- British cinema poster by Tom Chantrell
- Directed by: Don Sharp
- Written by: Peter Yeldham
- Based on: original story by Peter Welbeck (Harry Alan Towers)
- Produced by: Harry Alan Towers
- Starring: Tony Randall Senta Berger Herbert Lom Wilfrid Hyde-White Terry-Thomas
- Cinematography: Michael Reed
- Edited by: Teddy Darvas
- Music by: Malcolm Lockyer
- Production company: Marrakesh Film
- Distributed by: Anglo-Amalgamated American International Pictures (US)
- Release date: 5 May 1966 (UK);
- Running time: 92 minutes
- Country: United Kingdom
- Language: English

= Our Man in Marrakesh =

1966 British film by Don Sharp

Our Man in Marrakesh (also known as Intriga Brutal; U.S. title: Bang! Bang! You're Dead!) is a 1966 British comedy spy film directed by Don Sharp and starring Tony Randall, Herbert Lom and Senta Berger. It was written by Peter Yeldham from a story by Harry Alan Towers (as Peter Welbeck) and produced by Towers.

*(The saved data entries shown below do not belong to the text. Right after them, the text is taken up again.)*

PR #2910, opened 2023-02-07
Non-blocking fill_halo

simone-silvestri:
`fill_halo_event!` is now a blocking function, i.e. we fill halos one direction at a time waiting in between. With this PR we try to use dependencies to achieve the same goal. This is an initial step to make `fill_halo_regions!` non-blocking


.buildkite/pipeline.yml
```diff
@@ -498,16 +498,17 @@ steps:
...
+  # - label: "🦝 gpu shallow water regression tests"
+  #   env:
+  #     JULIA_DEPOT_PATH: "$SVERDRUP_HOME/.julia-$BUILDKITE_BUILD_NUMBER"
+  #     TEST_GROUP: "shallowwater_regression"
+  #   commands:
+  #     - "$SVERDRUP_HOME/julia-$JULIA_VERSION/bin/julia -O0 --color=yes --project -e 'using Pkg; Pkg.test()'"
+  #   agents:
+  #     queue: Oceananigans
+  #     architecture: GPU
+  #   depends_on: "init_gpu"
```
glwagner, line 511: This PR will affect this regression test, correct?

simone-silvestri:
Stale after the removal of events in KA

PR #2913, opened 2023-02-08
Fixes `diffusivity()` for Smagorinsky-Lilly closure

tomchor:
A recent PR broke the user-facing `diffusivity()` function for `SmagorinskyLilly` and this fixes it. It also adds a test to catch this in the future and exports `diffusivity()` at the `TurbulenceClosure` level, since it's a user-facing function.

### DIFF
--- a/src/TurbulenceClosures/turbulence_closure_implementations/smagorinsky_lilly.jl
+++ b/src/TurbulenceClosures/turbulence_closure_implementations/smagorinsky_lilly.jl
@@ -16,7 +16,7 @@ struct SmagorinskyLilly{TD, FT, P} <: AbstractScalarDiffusivity{TD, ThreeDimensi
 end
 
 @inline viscosity(::SmagorinskyLilly, K) = K.νₑ
-@inline diffusivity(::SmagorinskyLilly, K, ::Val{id}) where id = K.νₑ / closure.Pr[id]
+@inline diffusivity(closure::SmagorinskyLilly, K, ::Val{id}) where id = K.νₑ / closure.Pr[id]
 
 """
     SmagorinskyLilly(time_discretization = ExplicitTimeDiscretization, [FT=Float64;] C=0.16, Pr=1)
--- a/test/test_turbulence_closures.jl
+++ b/test/test_turbulence_closures.jl
@@ -8,11 +8,6 @@ for closure in closures
     end
 end
 
-function closure_instantiation(closurename)
-    closure = getproperty(TurbulenceClosures, closurename)()
-    return true
-end
-
 function constant_isotropic_diffusivity_basic(T=Float64; ν=T(0.3), κ=T(0.7))
     closure = ScalarDiffusivity(T; κ=(T=κ, S=κ), ν=ν)
     return closure.ν == ν && closure.κ.T == κ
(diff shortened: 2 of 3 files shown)


test/test_turbulence_closures.jl
```diff
@@ -193,8 +188,14 @@ end
...
-        for closure in closures
-            @test closure_instantiation(closure)
+        for closurename in closures
+            closure = getproperty(TurbulenceClosures, closurename)()
+            @test closure isa TurbulenceClosures.AbstractTurbulenceClosure
+
+            grid = RectilinearGrid(CPU(), size=(1, 1, 1), extent=(1, 2, 3))
+            model = NonhydrostaticModel(grid=grid, closure=closure, tracers=:c)
+            @test diffusivity(model.closure, model.diffusivity_fields, Val(:c)) isa Union{Number, Field, AbstractOperations.AbstractOperation}
+            @test viscosity(model.closure, model.diffusivity_fields) isa Union{Number, Field}
```
glwagner, line 198: This could require changes if any closure wants to output a different type... any way we can test functionality rather than type?

glwagner: How about testing that the object it returns can be used within an `AbstractOperation`? like

```julia
op = diffusivity() * ∂x(c); op[1, 1, 1] isa Number
```

glwagner: or even just `op[1, 1, 1] == 0.0` (its a weak test, but better than nothing)

glwagner, line 198:
```suggestion
            c = model.tracers.c
            u = model.velocities.u
            κ = diffusivity(model.closure, model.diffusivity_fields, Val(:c)) 
            κ_dx_c = κ * ∂x(c)
            ν = viscosity(model.closure, model.diffusivity_fields)
            ν_dx_u = ν * ∂x(c)
            @test ν_dx_u[1, 1, 1] == 0.0
            @test κ_dx_c[1, 1, 1] == 0.0
```

A crucial problem with our tests is that they are hard to maintain, which slows down development. So I'm trying to help with that. First we have to make sure that when we add new tests, they are easy to maintain. We should also refactor as much as possible existing tests to make them easier to maintain.

src/TurbulenceClosures/turbulence_closure_implementations/smagorinsky_lilly.jl
```diff
@@ -16,7 +16,7 @@ struct SmagorinskyLilly{TD, FT, P} <: AbstractScalarDiffusivity{TD, ThreeDimensi
 end
 
 @inline viscosity(::SmagorinskyLilly, K) = K.νₑ
-@inline diffusivity(::SmagorinskyLilly, K, ::Val{id}) where id = K.νₑ / closure.Pr[id]
+@inline diffusivity(closure::SmagorinskyLilly, K, ::Val{id}) where id = K.νₑ / closure.Pr[id]
```
glwagner, line 19: This failure would be caught just by calling `diffusivity(model.closure, model.diffusivity_fields, Val(:c))` right?

tomchor: Right!

test/test_turbulence_closures.jl
tomchor: Good points. I guess your suggestion already addresses these concerns, right? I just accepted it. Let's see if tests pass

glwagner (approved):

PR #2918, opened 2023-02-12
Changes wet/dry to active/inactive

### LINKED ISSUE #2833: Are cells "wet", "dry", "active", or "inactive"?
This abstraction:

https://github.com/CliMA/Oceananigans.jl/blob/4b4bef76d82fb573778c3321b9b4a49503ed0d9c/src/Coriolis/hydrostatic_spherical_coriolis.jl#L58

introduces the synonyms "wet/dry" for the existing semantics "active/inactive".

I think we should pick one and use it.

@simone-silvestri

### LINKED ISSUE #2880: WetCell -> ActiveCell ?
This type uses the terms "wet" and "dry":

https://github.com/CliMA/Oceananigans.jl/blob/c8a65a4fdeff25722104ced3a0c74d2d921ae1cf/src/Coriolis/hydrostatic_spherical_coriolis.jl#L12

whereas I believe the rest of the code uses the terms "active" and "inactive".

@simone-silvestri should this be changed?

navidcy:
Closes #2880, closes #2833

### DIFF
--- a/.buildkite/pipeline.yml
+++ b/.buildkite/pipeline.yml
@@ -498,16 +498,16 @@ steps:
 ##### Regression
 #####
 
-  - label: "🦝 gpu shallow water regression tests"
-    env:
-      JULIA_DEPOT_PATH: "$SVERDRUP_HOME/.julia-$BUILDKITE_BUILD_NUMBER"
-      TEST_GROUP: "shallowwater_regression"
-    commands:
-      - "$SVERDRUP_HOME/julia-$JULIA_VERSION/bin/julia -O0 --color=yes --project -e 'using Pkg; Pkg.test()'"
-    agents:
-      queue: Oceananigans
-      architecture: GPU
-    depends_on: "init_gpu"
+  # - label: "🦝 gpu shallow water regression tests"
+  #   env:
+  #     JULIA_DEPOT_PATH: "$SVERDRUP_HOME/.julia-$BUILDKITE_BUILD_NUMBER"
+  #     TEST_GROUP: "shallowwater_regression"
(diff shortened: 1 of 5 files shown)


glwagner (approved):

.buildkite/pipeline.yml
```diff
@@ -498,16 +498,16 @@ steps:
...
+  # - label: "🦝 gpu shallow water regression tests"
+  #   env:
+  #     JULIA_DEPOT_PATH: "$SVERDRUP_HOME/.julia-$BUILDKITE_BUILD_NUMBER"
+  #     TEST_GROUP: "shallowwater_regression"
+  #   commands:
+  #     - "$SVERDRUP_HOME/julia-$JULIA_VERSION/bin/julia -O0 --color=yes --project -e 'using Pkg; Pkg.test()'"
+  #   agents:
+  #     queue: Oceananigans
+  #     architecture: GPU
+  #   depends_on: "init_gpu"
```
glwagner, line 510: Did this code affect anything to do with the regression test?

simone-silvestri: No it doesn't

navidcy: A test that fails probably means something!

simone-silvestri: If you look at PR #2924 the tests pass there, so it is strong evidence that it is a synchronization issue. We should readd it in lowering the number of time steps although that will only mask the problem in my opinion. Since a lot of PRs have been merged since, I suggest merging #2888 and then halting merging until we regenerate the data

PR #2919, opened 2023-02-12
Update deps

navidcy:


tomchor (approved):

simone-silvestri:
the tests were not passing here

tomchor:
> the tests were not passing here

Yeah, I should have been more clear that I approved to merge after tests were passing, I didn't know we could even merge without tests passing. I thought that behavior was blocked

PR #2926, opened 2023-02-13
Avoid type instability in HydrostaticSphericalCoriolis

### LINKED ISSUE #2925: Type instability in `hydrostatic_spherical_coriolis.jl`?
Should this

https://github.com/CliMA/Oceananigans.jl/blob/e2841ca6dda4414fcd9177512faec557d6f12adc/src/Coriolis/hydrostatic_spherical_coriolis.jl#L60

be 

```Julia
1 - f(i, j, k, grid, args...)
```
to avoid type instability?

navidcy:
Closes #2925

### DIFF
--- a/.buildkite/pipeline.yml
+++ b/.buildkite/pipeline.yml
@@ -498,16 +498,16 @@ steps:
 ##### Regression
 #####
 
-  - label: "🦝 gpu shallow water regression tests"
-    env:
-      JULIA_DEPOT_PATH: "$SVERDRUP_HOME/.julia-$BUILDKITE_BUILD_NUMBER"
-      TEST_GROUP: "shallowwater_regression"
-    commands:
-      - "$SVERDRUP_HOME/julia-$JULIA_VERSION/bin/julia -O0 --color=yes --project -e 'using Pkg; Pkg.test()'"
-    agents:
-      queue: Oceananigans
-      architecture: GPU
-    depends_on: "init_gpu"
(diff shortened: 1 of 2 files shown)


glwagner (approved):
What does this function do?

simone-silvestri:
yeah you can change it to `1.0 -  f(i, j, k, grid, args...)` to `FT(!f(i, j, k, grid, args...))` I guess. 
I am not sure using `!peripheral_node` will work because it is a statement, not a function, and we need a function to compose in 
```
ℑxyᶠᶜᵃ(i, j, k, grid, revert_peripheral_node, peripheral_node, Center(), Face(), Center())
```

glwagner:
> yeah you can change it to `1.0 - f(i, j, k, grid, args...)` to `FT(!f(i, j, k, grid, args...))` I guess. I am not sure using `!peripheral_node` will work because it is a statement, not a function, and we need a function to compose in
> 
> https://github.com/CliMA/Oceananigans.jl/blob/e2841ca6dda4414fcd9177512faec557d6f12adc/src/Coriolis/hydrostatic_spherical_coriolis.jl#L69

I think @navidcy is suggesting to define a function

```julia
not_peripheral_node(args...) = !peripheral_node(args...)
```

which could then be used and doesn't need a docstring.

navidcy:
Yeah. Wouldn't that work?

simone-silvestri:
ok sure that would work!

navidcy:
You mean in the regression test or in general?

Issue #2922, opened 2023-02-13
Shallow water regression tests often fail on GPU


tomchor:
This isn't a huge issue but I've noticed recently that often the shallow water regression tests on GPU fail with the following error:

```
Shallow Water Bickley jet simulation [GPU, ConservativeFormulation]: Test Failed at /net/ocean/home/data44/data5/glwagner/.buildkite-agent/builds/sverdrup-6/clima/oceananigans/test/regression_tests/shallow_water_bickley_jet_regression.jl:93
  | Expression: all(test_fields.v .≈ truth_fields.v)
  | Stacktrace:
  | [1] macro expansion
  | @ /net/ocean/home/data44/data5/glwagner/julia-1.8.5/share/julia/stdlib/v1.8/Test/src/Test.jl:464 [inlined]
  | [2] run_shallow_water_regression(arch::GPU, formulation::ConservativeFormulation; regenerate_data::Bool)
  | @ Main /net/ocean/home/data44/data5/glwagner/.buildkite-agent/builds/sverdrup-6/clima/oceananigans/test/regression_tests/shallow_water_bickley_jet_regression.jl:93
```

Sometimes I need to restart the test twice for it to pass. Like I said, it's not a huge issue, but do we understand why that's happening? Is there anything we can do to prevent that behavior?

vchuravy:
@simone-silvestri and I think there is a missing synchronization for one of the boundary updates

simone-silvestri:
I am also doubting our regression data. For sure it is a synchronization problem, but it is difficult to understand wether it's on the data (generated long time ago) or in the current code

simone-silvestri:
You are also right, the data was generated on the CPU so it should be synchronized correctly.

simone-silvestri:
It might be also another problem not related to BC. 
When the test passes we get
```
[2023/02/12 17:00:57.335] INFO  Δv: min=-2.709402e-11, max=+2.834735e-11, mean=-2.606411e-14, absmean=+1.007853e-12, std=+2.676095e-12 (16512/16512 matching grid points)
```
On test failing
```
[2023/02/14 10:02:14.671] INFO  Δv: min=-3.212770e-11, max=+2.834735e-11, mean=-2.751160e-13, absmean=+1.256905e-12, std=+3.884381e-12 (16384/16512 matching grid points)
```
(same maximum difference larger mean). I will check which points are actually not matching, it might help us

simone-silvestri:
[...]

PR #2927, opened 2023-02-14
Removes GPU Regression test

simone-silvestri:
This PR temporarily removes GPU shallow water test (see issue #2922)


navidcy (approved):

glwagner:
Since it's a regression test, we will lose continuity of the code if any PRs are merged. So I suggest regenerating the data ASAP and merging the regression test back in.

PR #2934, opened 2023-02-21
Small changes to tilted bottom boundary layer example

tomchor:
This PR changes ~two things~ about the BBL example:

- The variable `κ` was used for both the von Karman constant and for the eddy diffusivity. Now it's just used for the von Karman constant
- ~When calling `NonhydrostaticModel` we were using ordered arguments, which could make a new user interpret that they should know the order of the arguments when calling `NonhydrostaticModel`. Now this call is made in a more usual way with keyword arguments, where the order doesn't matter.~

### DIFF
--- a/examples/tilted_bottom_boundary_layer.jl
+++ b/examples/tilted_bottom_boundary_layer.jl
@@ -128,10 +128,12 @@ v_bcs = FieldBoundaryConditions(bottom = drag_bc_v)
 # and a constant viscosity and diffusivity.
 
 ν = 1e-4 # m² s⁻¹, small-ish
-κ = ν
-closure = ScalarDiffusivity(; ν, κ)
+closure = ScalarDiffusivity(ν=ν, κ=ν)
 
-model = NonhydrostaticModel(; grid, buoyancy, coriolis, closure,
+model = NonhydrostaticModel(; grid,
+                            buoyancy = buoyancy,
+                            closure = closure,
+                            coriolis = coriolis,
                             timestepper = :RungeKutta3,
                             advection = UpwindBiasedFifthOrder(),
                             tracers = :b,
--- a/examples/tilted_bottom_boundary_layer.jl
+++ b/examples/tilted_bottom_boundary_layer.jl
@@ -127,7 +127,6 @@ v_bcs = FieldBoundaryConditions(bottom = drag_bc_v)
 # `UpwindBiasedFifthOrder` advection scheme, a `RungeKutta3` timestepper,
 # and a constant viscosity and diffusivity. Here we use a smallish value of ``10^{-4} m² s⁻¹``.
 
-ν = 1e-4 # m² s⁻¹, small-ish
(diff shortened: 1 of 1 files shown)


navidcy:
I don't understand what you mean in the second point with "we were using ordered arguments"?

Syntax
```Julia
f(; x, y, z)
```
is the same as
```Julia
f(x=x, y=y, z=z)
```
and the order does not matter, e.g.
```Julia
julia> x=1; y=2; z=3;

julia> function f(; x=0, y=0, z=0)
           @show x
           @show y
           @show z
           return x+y+z
           end

julia> f(; x, y, z)
x = 1
y = 2
z = 3
6

julia> f(; y, z, x)
x = 1
y = 2
z = 3
6

```

examples/tilted_bottom_boundary_layer.jl
```diff
@@ -128,10 +128,12 @@ v_bcs = FieldBoundaryConditions(bottom = drag_bc_v)
 # and a constant viscosity and diffusivity.
```
navidcy, line 128:
```suggestion
# and a constant viscosity and diffusivity. Here we use a smallish value of ``10^{-4} m² s⁻¹``.
```

examples/tilted_bottom_boundary_layer.jl
```diff
@@ -128,10 +128,12 @@ v_bcs = FieldBoundaryConditions(bottom = drag_bc_v)
...
 
 ν = 1e-4 # m² s⁻¹, small-ish
```
navidcy, line 130:
```suggestion
```

examples/tilted_bottom_boundary_layer.jl
```diff
@@ -128,10 +128,12 @@ v_bcs = FieldBoundaryConditions(bottom = drag_bc_v)
...
-κ = ν
-closure = ScalarDiffusivity(; ν, κ)
+closure = ScalarDiffusivity(ν=ν, κ=ν)
```
navidcy, line 131:
```suggestion
closure = ScalarDiffusivity(ν=1e-4, κ=1e-4)
```

examples/tilted_bottom_boundary_layer.jl
```diff
@@ -128,10 +128,12 @@ v_bcs = FieldBoundaryConditions(bottom = drag_bc_v)
...
 
-model = NonhydrostaticModel(; grid, buoyancy, coriolis, closure,
+model = NonhydrostaticModel(; grid,
+                            buoyancy = buoyancy,
+                            closure = closure,
+                            coriolis = coriolis,
```
navidcy, line 136: I suggest we revert this...
I don't see what's the issue.
Anything after `;` is a `kwarg` and the order is not important.

tomchor: Yes, sorry I misread what was there and thought the ordered arguments version was being used. Thanks for catching that

navidcy (approved):
let's wait for #2922

PR #2938, opened 2023-02-22
Make it easier to restart a simulation from a checkpoint with additional passive tracers

tomchor:
This feature adds support for using a checkpoint file to initialize a model that contains additional passive tracers that weren't present in the original simulation. The use case in mind is whenever a user wants to start passive tracers only after simulation spin-up, for example.

At the moment, on main, this isn't possible since if we try to pickup a simulation but a given variable can't be found in the checkpointer file, the code throws a warning when trying to set the data for that variable, and an error when trying to set its tendencies.

This PR changes the code so that it throws an error for both cases. After this PR a user can then do:

```julia
using Oceananigans

grid = RectilinearGrid(size = (4, 4, 4), extent = (1,1,1))

model_spinup = NonhydrostaticModel(; grid, tracers = :b)
set!(model_spinup, b=1)

simulation = Simulation(model_spinup, Δt = 1, stop_time = 10)
simulation.output_writers[:checkpointer] = checkpointer = Checkpointer(model_spinup,
                                                                       schedule=TimeInterval(5),
                                                                       prefix="checkpoint")

run!(simulation)

using Oceananigans.OutputWriters: write_output!
write_output!(checkpointer, model_spinup)

                            tracers = (keys(model_spinup.tracers)..., :t1, :t2))

@info "Restarting model with more tracers"
checkpoint_file_path = Oceananigans.OutputWriters.checkpoint_path(true, simulation.output_writers)
set!(model, checkpoint_file_path)

simulation = Simulation(model, Δt = 1, stop_time = 20)

run!(simulation)
```

On main this throws a `KeyError`. On this branch this produces:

In the film, a courier transports the bribe money intended to pay for a fixed vote in the United Nations. The courier's identity is unknown, but they are thought to be one of the six persons traveling from Casablanca to Marrakesh on a bus. Intrigue surrounds the traveling group.

==Plot==
One of six travellers who catch the bus from Casablanca airport to Marrakesh is carrying $2 million to pay a powerful local man to fix United Nations votes on behalf of an unnamed nation. But not even the powerful man knows which of them it is – and his background checks reveal that at least three of them aren't who they claim to be.

As agents from other nations may be among them, he and his henchmen have to be very careful until the courier chooses to reveal himself – or herself. Amidst the international espionage and involvement of criminal gangs, an American businessman finds himself at the centre of the situation and, assisted by an attractive super-spy, must set out to clear his name.

==Main cast==

- Tony Randall as Andrew Jessel
- Senta Berger as Kyra Stanovy
- Terry-Thomas as El Caid
- Herbert Lom as Mr Casimir
- Wilfrid Hyde-White as Arthur Fairbrother
- Grégoire Aslan as Achmed
- John Le Mesurier as George Lillywhite
- Klaus Kinski as Jonquil
- Margaret Lee as Samia Voss
- Emile Stemmler as hotel clerk
- Helen Sanguinetti as Madame Bouseny
- Francisco Sánchez as Martinez
- William Sanguinetti as police chief
- Hassan Essakali as motorcycle policeman
- Keith Peacock as Philippe
- Burt Kwouk as the import manager

==Production==
Writer Yeldham and director Sharp were both Australians who worked several times with Harry Alan Towers. Sharp said "it had a cast which showed you where the money had come from." The film was shot in Morocco using "frozen" funds owed to Warner Bros. Sharp says just before filming started Warner's revealed that the exchange rate meant their funds would not cover the cost for the whole film so Towers had to scramble to raise additional financing. This involved Towers arranging for suitcases of cash to be smuggled into the country.

==Reception==
Our Man in Marrakesh opened in London on 5 May 1966, the same day as A Man Could Get Killed and the day before Modesty Blaise. This caused the critic in The Times to write a combined review titled "Humorous variations on theme of the secret agent", where Our Man in Marrakesh is noted for having a story similar to A Man Could Get Killed. The reviewer wrote: "There are one or two nice ideas, like the chase through the dyers' quarter, with skeins of boldly-coloured wool impeding pursuer and pursued. But the dialogue is mostly so clod-hopping, especially when it tries to be funny, and is delivered so portentously, that director Don Sharp’s occasional pretty pictures fail noticeably to lighten the load."

The Monthly Film Bulletin wrote: "Nicely photographed on location and kept moving at a spanking pace, this is a spy spoof that works because it keeps the thread of the plot well in hand, spreads a few plausible red herrings, and on its own absurd level suspends disbelief without sending up the lunatic conventions. Tony Randall is a pleasantly reluctant hero, the two young women are outstandingly glamorous, Herbert Lom is sinister and suave, and the supporting cast of British stalwarts does its usual stuff with reliability and competence. There is also a 'small bonus in the belated but splendidly characteristic appearance of Terry-Thomas as the Anglophile Arab."

Tony Sloman in The Radio Times Guide to Films gave the film 2/5 stars, writing: "The excellent Tony Randall stars as an American tourist caught up in spy antics in Morocco. The scenery is fabulous and the second-rung supporting cast fun to watch, but the script and production budget would defeat the hardiest director. Still, veteran professionals such as Herbert Lom, Wilfrid Hyde White and Terry-Thomas do what they can with the material, and Klaus Kinski and John Le Mesurier turn up, too."